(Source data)
PR #3888, opened 2024-06-24
feat(ast_codegen): generate `ast_kind.rs`.

rzvxa:
[List of 68 blacklisted items](https://github.com/oxc-project/oxc/pull/3888/files#diff-59cbea4a1444e752992821d3429a5f27bf1027a530977d075ec89aa55995912aR11)

PR #3855, opened 2024-06-23
refactor(ast): add span field to the `BindingPattern` type.

rzvxa:
So we don't have to introduce a special case while generating `GetSpan` implementations for all of our Ast types.

PR #3852, opened 2024-06-23
feat(ast_codegen): add `ImplGetSpanGenerator`.

rzvxa:
This one is ready to replace the handwritten module.

PR #3890, opened 2024-06-24
feat(ast)!: generate `ast_builder.rs`.

rzvxa:
### Every structure has 2 builder methods:

1. `xxx` e.g. `block_statement`
```rust
    #[inline]
    pub fn block_statement(self, span: Span, body: Vec<'a, Statement<'a>>) -> BlockStatement<'a> {
        BlockStatement { span, body, scope_id: Default::default() }
    }
```
2. `alloc_xxx` e.g. `alloc_block_statement`
```rust
    #[inline]
    pub fn alloc_block_statement(
        self,
        span: Span,
        body: Vec<'a, Statement<'a>>,
    ) -> Box<'a, BlockStatement<'a>> {
        self.block_statement(span, body).into_in(self.allocator)
    }
```

### We generate 3 types of methods for enums:

1. `yyy_xxx` e.g. `statement_block`
```rust
    #[inline]
    pub fn statement_block(self, span: Span, body: Vec<'a, Statement<'a>>) -> Statement<'a> {
        Statement::BlockStatement(self.alloc(self.block_statement(span, body)))
    }
```
2. `yyy_from_xxx` e.g. `statement_from_block`
```rust
    #[inline]
    pub fn statement_from_block<T>(self, inner: T) -> Statement<'a>
    where
        T: IntoIn<'a, Box<'a, BlockStatement<'a>>>,
    {
        Statement::BlockStatement(inner.into_in(self.allocator))
    }
```
3. `yyy_xxx` where `xxx` is inherited e.g. `statement_declaration`
```rust
    #[inline]
    pub fn statement_declaration(self, inner: Declaration<'a>) -> Statement<'a> {
        Statement::from(inner)
    }
```

------------

### Generic parameters:

We no longer accept `Box<'a, ADT>`, `Atom` or `&'a str`, Instead we use `IntoIn<'a, Box<'a, ADT>>`, `IntoIn<'a, Atom<'a>>` and `IntoIn<'a, &'a str>` respectively.
It allows us to rewrite things like this:
```rust
let ident = IdentifierReference::new(SPAN, Atom::from("require"));
let number_literal_expr = self.ast.expression_numeric_literal(
    right_expr.span(),
    num,
    raw,
    self.ast.new_str(num.to_string().as_str()),
    NumberBase::Decimal,
);
```
As this:
```rust
let ident = IdentifierReference::new(SPAN, "require");
let number_literal_expr = self.ast.expression_numeric_literal(
    right_expr.span(),
    num,
    raw,
    num.to_string(),
    NumberBase::Decimal,
);
```


rzvxa:
> [!WARNING]
> <b>This pull request is not mergeable via GitHub because a downstack PR is open. Once all requirements are satisfied, merge this PR as a stack <a href="https://app.graphite.dev/github/pr/oxc-project/oxc/3890?utm_source=stack-comment-downstack-mergeability-warning" >on Graphite</a>.</b>

* **#3890** <a href="https://app.graphite.dev/github/pr/oxc-project/oxc/3890?utm_source=stack-comment-icon" target="_blank">Graphite</a> 👈
* **#3888** <a href="https://app.graphite.dev/github/pr/oxc-project/oxc/3888?utm_source=stack-comment-icon" target="_blank">Graphite</a>
* **#3852** <a href="https://app.graphite.dev/github/pr/oxc-project/oxc/3852?utm_source=stack-comment-icon" target="_blank">Graphite</a>
* **#3815** <a href="https://app.graphite.dev/github/pr/oxc-project/oxc/3815?utm_source=stack-comment-icon" target="_blank">Graphite</a>
* **#3855** <a href="https://app.graphite.dev/github/pr/oxc-project/oxc/3855?utm_source=stack-comment-icon" target="_blank">Graphite</a>
* `main`

<h2></h2>

overlookmotel:
This one is trickier, because all kinds of weird methods have been added to AST builder over time, and I don't think there's much of a pattern to what's implemented and what's not, and there's not always consistency in naming of methods. I think we might need to standardize the existing methods in the existing manually-written impl, and standardize the naming of those methods, before moving over to a codegen-ed version.

There's also a danger of generating lots more code than we have at present, and hurting compile times, if we try to make the codegen-ed version cover all possible cases. If the amount of code generated is excessive, maybe we need attrs on the AST types which indicate which builders to generate?

```rs
#[visited_node]
#[builder(Expression)]
struct BooleanLiteral {
    #[cfg_attr(feature = "serialize", serde(flatten))]
    pub span: Span,
    pub value: bool,
}
```

This would generate:

```rs
impl<'a> AstBuilder<'a> {
    // Always generated by default
    fn boolean_literal(self, span: Span, value: bool) -> BooleanLiteral {
        BooleanLiteral { span, value }
    }

    // Generated because of `#[builder(Expression)]` attr
    fn boolean_literal_expression(self, span: Span, value: bool) -> Expression<'a> {
        Expression::BooleanLiteral(self.alloc(BooleanLiteral { span, value }))
    }
}
```

An example of what we could have (but haven't) generated:

```rs
impl<'a> AstBuilder<'a> {
    fn boolean_literal_array_expression_element(self, span: Span, value: bool) -> ArrayExpressionElement<'a> {
        ArrayExpressionElement::BooleanLiteral(self.alloc(BooleanLiteral { span, value }))
    }
}
```

overlookmotel:
Probably what I suggested above is too complicated. Maybe better way to tackle this is incrementally?

e.g. Start by replacing all the methods for `Expression`s and `Statement`s as 1 PR. Then continue whittling away the easy/standard ones (e.g. `Declaration`s) in further PRs, until most of manual impls file is cleared out, and then it's easier to see what oddities remain.

For all `Expression`s, we could generate:

```rs
impl BooleanLiteral {
    #[inline]
    fn new(span: Span, value: bool) -> BooleanLiteral {
        BooleanLiteral { span, value }
    }
}

impl<'a> AstBuilder<'a> {
    #[inline]
    fn boolean_literal(self, span: Span, value: bool) -> Expression<'a> {
        Expression::BooleanLiteral(self.alloc(BooleanLiteral::new(span, value)))
    }
}
```

If consumer wants an `Argument::BooleanLiteral`, they can convert themselves with `Argument::from(ast.boolean_literal(span, value))`.

As I see it, the main value of `AstBuilder` is to hold the allocator and so provide the nicer API `self.ast.boolean_literal(span, value)` rather than `BooleanLiteral::expression(span, value, self.allocator)`. So any function which doesn't require the allocator doesn't need to be in `AstBuilder`.

rzvxa:
@overlookmotel let me mull this one for a little while. I'll come back to you when I have figured out a working plan to discuss.

rzvxa:
Right now I can think of 3 options to unify all of our builder calls(both in terms of name and signature),

1. have a bunch of `enum_variant` methods like this:
```rust
fn statement_block_statement(self, it: BlockStatement<'a>) -> Statement<'a> {
    Statement::BlockStatement(self.alloc(it))
}

fn block_statement(
    self,
    span: Span,
    body: Vec<'a, Statement<'a>>,
) -> BlockStatement<'a> {
    BlockStatement {
        span,
        body,
        scope_id: Default::default(),
    }
}
```

then we use it like this:

```rust
let block = self.ast.block_statement(span, body);
let stmt = self.ast.statement_block_statement(block);
```

2.

We have methods like these:

```rust
fn statement_block_statement(
    self,
    span: Span,
    body: Vec<'a, Statement<'a>>,
    ) -> Statement<'a> {
    Statement::BlockStatement(self.alloc(self.block_statement(span, body)))
}

fn block_statement(
    self,
    span: Span,
    body: Vec<'a, Statement<'a>>,
) -> BlockStatement<'a> {
    BlockStatement {
        span,
        body,
        scope_id: Default::default(),
    }
}
```

and use like this:

```rust
let stmt = self.ast.statement_block_statement(span, body);
```

This is nice but it would mean that if you want to wrap an already existing `block` in a `Statement` enum you have to do something like this:

```rust
let stmt = Statement::BlockStatement(self.alloc(block));
```

Or rename the method we previously called `statement_block_statement` to `new_statement_block_statement`; and generate more functions to use like this(similar to `1`):

```rust
fn statement_block_statement(self, it: BlockExpression<'a>) -> Expression<'a> {
    Statement::BlockStatement(self.alloc(it))
}
```

3.

We generate these methods:

```rust
fn block_statement(
    self,
    span: Span,
    body: Vec<'a, Statement<'a>>,
) -> Box<'a, BlockStatement<'a>> {
    self.alloc(BlockStatement {
        span,
        body,
        scope_id: Default::default(),
    })
}
```

we also generate `From` implementations for variant initialization.

If we want to initialize a try we write something like this:


```rust
let try = self.ast.try_statement(
    span,
    self.ast.block_statement(block_span, block_body)
);
```

If we want a `Statement` from our block we just do this:

```rust
let stmt = self.ast.block_statement(span, body).into();
```


#### TL;DR

So to sum up here all 3 approaches that I can think of together:

```rust
// 1
let block = self.ast.block_statement(span, body);
let block_stmt = self.ast.statement_block_statement(block);
// 2
let block_stmt = self.ast.statement_block_statement(span, body);
// 3
let block_stmt = self.ast.block_statement(span, body).into();


// 1
let try_stmt = self.ast.try_statement(
    span,
    self.ast.alloc(self.ast.block_statement(block_span, block_body))
    handler,
    finalizer,
)
// 2
let try_stmt = self.ast.try_statement(
    span,
    self.ast.alloc(self.ast.block_statement(block_span, block_body))
    handler,
    finalizer,
)
// 3
let try_stmt = self.ast.try_statement(
    span,
    self.ast.block_statement(block_span, block_body).into()
    handler,
    finalizer,
)
```


@Boshen @overlookmotel I would like to know your thoughts on this, And what are your suggestions.

rzvxa:
There is actually a fourth and fifth option which @overlookmotel mentioned these are the 3 that I can think of.

overlookmotel:
Not a complete answer, but some thoughts...

In my opinion, our guiding principles here should be:

1. Make the most common action possible in minimal number of keystrokes. In the case of e.g. `BooleanLiteral`, most commonly you want an `Expression`. It already requires very verbose code to construct even simple AST nodes in the transformer, and we should try very hard not to make it worse!
2. Avoid adding methods which don't allocate to AST builder. They can be implemented directly on the types e.g. `BooleanLiteral::new(span, value)` -> `BooleanLiteral` vs `ast.boolean_literal(span, value)` -> `Expression`.
3. Ensure our methods don't encourage/require using `Box::unbox`. It is inefficient to unbox a value which is in the arena back onto stack, only to allocate it back into arena again in a new `Box`. I worry that APIs which return `Box<T>` will encourage this antipattern.

Personally, I'm not a fan of `.into()`. When reading code, I often find myself asking "but into what?". In a code editor *sometimes* Rust Analyser answers that question with annotations, but not always. And when reviewing PRs in Github obviously you don't get any type info that isn't explicit in the code. So I find `.into()` obfuscates meaning.

Obviously people do use `.into()`, and I don't want to make that illegal or anything! But personally I don't think we should *encourage* it as a core idiom of interacting with the AST builder, as we'll have `.into()` everywhere. For this reason, I'm not a fan of rzvxa's solution no. 3 above.

rzvxa:
> 3. Ensure our methods don't encourage/require using Box::unbox. It is inefficient to unbox a value which is in the arena back onto stack, only to allocate it back into arena again in a new Box. I worry that APIs which return Box<T> will encourage this antipattern.

I mostly agree with your 2 other points but this one can be resolved by generating our functions like this:

```rust
    pub fn ts_conditional_type<R>(
        self,
        span: Span,
        check_type: TSType<'a>,
        extends_type: TSType<'a>,
        true_type: TSType<'a>,
        false_type: TSType<'a>,
    ) -> R
    where
        R: From<Box<'a, TSConditionalType<'a>>>,
    {
        self.alloc(TSConditionalType { span, check_type, extends_type, true_type, false_type }).into()
    }
```

But this introduces the inconvenience of generics and doesn't address all of our needs.

> Avoid adding methods which don't allocate to AST builder. 

It all comes down to what we want our node constructions to look like, Based on this [comment](https://github.com/oxc-project/oxc/issues/2818#issuecomment-2027539381) from Boshen I assumed that we prefer to build everything through our builder as a mean to centralize this process, If we ever want to go down this road we might want to add a private marker to all of our types and enforce their creation only though the builder or constructors in some cases.

Personally, I prefer 

```rust
Something::new(span, value)
// to
Something {
    span,
    value,
    scope_id: Default::default(),
    symbol_id: Default::default(),
    other_stuff: Default::default(),
}
// or even this
Something {
    span,
    value,
    ...Something::default()
}
```

----------------

About your concerns with `into`, I agree with you (Especially this part) 
> And when reviewing PRs in Github obviously you don't get any type info 

But I think it is a nice pattern compared to the alternative which is having overly verbose function calls to assign something which isn't going to live long as it is and is designed to be assigned somewhere immediately.

If we don't want to centralize the ast creation to the builder we can nuke it and go for something much less verbose like this(which is inspired by overlookmotel's idea):

We introduce a set of `FromIn` and `IntoIn` which would look like this:
```rust
trait IntoIn<'a, T> {
    #[inline]
    fn into_in(self, allocator: &'a Allocator) -> T;
}
trait FromIn<'a, T> {
    #[inline]
    fn from_in(T, allocator: &'a Allocator) -> Self;
}
```

Then instead of writing this:

```rust
let kind = VariableDeclarationKind::Let;
let declarations = {
    let ident = BindingIdentifier::new(SPAN, name.clone());
    let pattern_kind = self.ctx.ast.binding_pattern_identifier(ident);
    let binding = self.ctx.ast.binding_pattern(pattern_kind, None, false);
    let decl = self.ctx.ast.variable_declarator(SPAN, kind, binding, None, false);
    self.ctx.ast.new_vec_single(decl)
};
Declaration::VariableDeclaration(self.ctx.ast.variable_declaration(
    SPAN,
    kind,
    declarations,
    Modifiers::empty(),
))
```

We should be able to write this:

```rust
let kind = VariableDeclarationKind::Let;
let ident = BindingIdentifier::with_span(span, name.clone());
let pattern_kind = self.ctx.ast.binding_pattern_identifier(ident);
let binding = self.ctx.ast.binding_pattern(pattern_kind, None, false);
VariableDeclaration::with_span(
    span,
    kind,
    VariableDeclaration::with_span(span, kind, binding, None, false).into_in(self.alloc),
    Modifiers::empty(),
).into_in(self.alloc)
```

Notice that I've called `with_span` constructor, For the transformer/minifer and other stuff we can use `new` which would use the default `SPAN`.
Plus note that as a bonus because of having the conversion traits we no longer need a special approach for stuff like wrapping your items in `new_vec_single`, We can hide all of this verbosity behind the trait calls.

Most of the time you don't need to know how type A is assigned to type B, That's the implementation detail!

Boshen:
For completeness I pick `2. More methods`. The extra amount of code it gonna generate are just all enum variants, which is like 100 - 200 methods?

For constructors, I want to have everything go through the builder to make sure AST nodes will be possible (even just for experimentation) in the future. The builder will have a counter, and each builder call will increment the counter, which is really nice!

Boshen:
```rust
fn block_statement(
    self,
    span: Span,
    body: Vec<'a, Statement<'a>>,
) -> Statement<'a> {
    Statement::BlockStatement(self.alloc(self.block_statement(span, body)))
}

fn block_statement_node(
    self,
    span: Span,
    body: Vec<'a, Statement<'a>>,
) -> BlockStatement<'a> {
    BlockStatement {
        span,
        body,
        scope_id: Default::default(),
    }
}
```

rzvxa:
@Boshen I'm back at this PR,

Quick question about the builder,

Since `block_statement_node` might be confusing because of its similarity to `AstNode`,
What do you think about this semantic to hide the enum variants:

```rust
self.ast.statement().block_statement(span, value);
```

This way we won't need to name our enum factory functions like this `statement_block_statement`.
So instead of this:

```rust
let block = self.ast.block_statement(span, body);
let block_stmt = self.ast.statement_block_statement(block);
```

We can do this:

```rust
let block_stmt = self.ast.statement().block_statement(span, body);
```
And if we want to wrap an already exiting block in a statement we can do this:
```rust
let block = self.ast.block_statement(span, body);
// ...
// somewhere else
let stmt = self.ast.statement().from_block_statement(block);
```

Boshen:
```
let stmt = self.ast.statement().from_block_statement(block);
```

This indirection seems unintuitive to me 🤔

rzvxa:
> ```
> let stmt = self.ast.statement().from_block_statement(block);
> ```
> 
> This indirection seems unintuitive to me 🤔

You are most probably right, That's why I went with what we talked about earlier. We may want to iterate on the builder later on but I'm unsure how we can make it more ergonomic.

Similar to visitors I'll make it to work as is then spend some time on upcoming PRs trying to improve the semantics/performance of it.

This morning I was studying [ast_snippert.rs](https://github.com/rolldown/rolldown/blob/main/crates/rolldown_oxc_utils/src/ast_snippet.rs) from the rolldown team, I think we would be better off with a FromIn trait implemented for some stuff.
With that we can accept `IntoIn<Atom<'a>>` from `&str`, and a bunch of other sources, We can also easily pass in a box or unboxed variant and have it boxed in the builder or any other place with access to allocator regardless of its previous state.

We can also have a trait called `WithSpan` that would set the span for a given node, This way for transformers we can call the builder like so:

```rust
self.ast.statement_block_statement(body);
```

While we call it like this in the parser:

```rust
self.ast.statement_block_statement(body).with_span(span);
```

We can make it into a fully-fledged builder pattern but I think that would be overkill.

#### I'm thinking out loud so people can see my thought process and give feedback.

Boshen (commented):
EPIC!

rzvxa:
@Boshen I'd appreciate it if you let me migrate the rolldown codebase. I was on edge about adding some methods because we already generate quite a bit of code but if rolldown needs those I'll change my decision.

Boshen:
> @Boshen I'd appreciate it if you let me migrate the rolldown codebase. I was on edge about adding some methods because we already generate quite a bit of code but if rolldown needs those I'll change my decision.

👍 Would be helpful if we reduce boilerplate in Rolldown, but this is just a stretch goal.

crates/oxc_ast/src/ast_builder_impl.rs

TASK OBJECTIVE:
Please count the lines in the records that hold the string "indirection", and give the number alone.

SOLUTION FOR THIS PROBLEM:
2